British cultural Materialism and New Historicism are one of them
# British cultural Materialism
                            Cultural studies is referred to as "cultural materialism" in Britain, and it has a long tradition. Claude Levi-Strauss's influence moved British thinkers to assign "culture" to primitive peoples, and then, with the work of British Scholars like Raymond Williams, to attribute culture to the working class as well as the elite. As Williams memorably states: "There are no masses; there are only ways of seeing people as masses"
                             
                                      This cultural materialism furnished a leftist orientation "critical of the aestheticism, formalism, antihistoricism, and apoliticism common among the dominant postwar methods of academic literary criticism"

            Cultural materialism began in earnest in the 1950s with the work of F.R. Leavis, heavily influenced by Matthew Arnold's analyses of bourgeois culture. Leavis sought to use the educational system to distribute literary knowledge and appreciation more widely; Leavisites promoted the "great tradition" of Shakespeare and Milton to improve the moral sensibilities of a wider range of readers than just the elite. Ironically the threat to their project was mass culture.

        Walter Benjamin attacked fascism by questioning the value of what he called the "aura" of culture. Benjamin helps explaine the frightening cultural context for a film such as Leni Riefenstahl's Triumph of the Will (1935).
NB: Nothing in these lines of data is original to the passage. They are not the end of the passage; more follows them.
PR #473, opened 2026-08-31
Add httproute typed sdk

andrleite:
This pull request introduces support for configuring an `HTTPRoute` (Gateway API) resource in the Mattermost Operator, allowing users to use Gateway API-based routing instead of, or alongside, traditional Kubernetes Ingress resources. The changes add new CRD fields, validation logic, accessors, and comprehensive unit tests to ensure correct behavior and backward compatibility.

**HTTPRoute (Gateway API) support:**

* Added a new `HTTPRoute` field to `MattermostSpec`, with a corresponding `HTTPRouteSpec` struct that allows enabling/disabling HTTPRoute, specifying hosts, referencing a Gateway, setting annotations, and timeouts. This includes a nested `GatewayReference` type. [[1]](diffhunk://#diff-b4621be397c99475f94b000516d66b895208dcbb094ed8234d4bc03ae60b8496R82-R86) [[2]](diffhunk://#diff-b4621be397c99475f94b000516d66b895208dcbb094ed8234d4bc03ae60b8496R228-R274)
* Updated OpenAPI schema generation and deepcopy methods to support the new `HTTPRoute` and `GatewayReference` types, ensuring CRD compatibility and proper code generation. [[1]](diffhunk://#diff-877a7e4dccd6dcf8e19dd7166872a3fc03081c2f78d4df5290944058eb61a68fR206-R211) [[2]](diffhunk://#diff-877a7e4dccd6dcf8e19dd7166872a3fc03081c2f78d4df5290944058eb61a68fL342-R348) [[3]](diffhunk://#diff-2db6a61596864df29c52f0a07dc5db4113d258a4598020160c63eb88099a9ff6R214-R256) [[4]](diffhunk://#diff-2db6a61596864df29c52f0a07dc5db4113d258a4598020160c63eb88099a9ff6R444-R448)

**Validation and logic changes:**

* Enhanced `SetDefaults` to validate that when HTTPRoute is enabled, a host and gateway reference name are required, and to ensure Ingress and HTTPRoute interaction is handled correctly.
* Updated `IngressEnabled` logic to allow HTTPRoute to opt out of the default Ingress creation, preserving legacy behavior and supporting side-by-side migration scenarios.

**Accessors and helpers:**

* Added new methods to the `Mattermost` type for accessing HTTPRoute configuration, including enablement, host(s), annotations, and a unified method for determining the site URL host, which respects the new HTTPRoute logic while preserving legacy behavior.

**Unit tests:**

* Added comprehensive tests to cover HTTPRoute validation, Ingress/HTTPRoute interaction, accessors, and to ensure that legacy behavior is preserved when HTTPRoute is not used.

These changes provide a robust foundation for Gateway API support in the Mattermost Operator, while maintaining backward compatibility and a smooth migration path for existing users.

#### Release Note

Feminism was also important for cultural materialists in recognizing how seemingly "disinterested" thought is shaped by power structures such as patriarchy.



# New Historicism
                   Michael Warner phrases new historicism's motto as, "The text is historical, and history is textual". Frederic Jameson insisted, "Always historicize!"

                        New historicists seek "surprising coincidences" that may cross generic, historical, or popular culture. New historians see such cross cultural phenomena as texts in themselves.

                  New historicism versus old historicism: the latter, says porter saw history as "world views magisterially unfolding as a series of tableaux in a film called progress," as though all Elizabethans, for example, held views in common. The new historicism rejects this periodization of history in favor of ordering history only through the interplay of forms of power.
                  
                From Foucault new historicists developed the idea of a broad "totalizing" function of culture observable in its literary texts, which Foucault called the episteme. For Foucault history was not the working out of "universal" ideas: because we can not know the governing ideas of the past or the present, we should not imagine that "we" even have a "center" for mapping the "real".

             New historicism frequently borrows terminology from the marketplace: exchange, negotiation, and circulation of ideas are described. H. Aram veeser calls "the moment of exchange" the most interesting to new historicists, since social symbolic capital may be found in literary texts. Bruce examines a four volume commentary on Gulliver's Travels by one Corolini di Marco. Bruce connects Gulliver's anxious fixation on the female body to the anxieties of his age involving the rise of science and the changing role of women.

     Bruce connects the men's "doomed attempt of various types of science to control the woman's body" to the debate about language in Book III.

           Thus in "A Voyage to Laputa," control of women has to mean control of their discourse as well as their sexuality, reflecting the contemporary debates of Swift's day.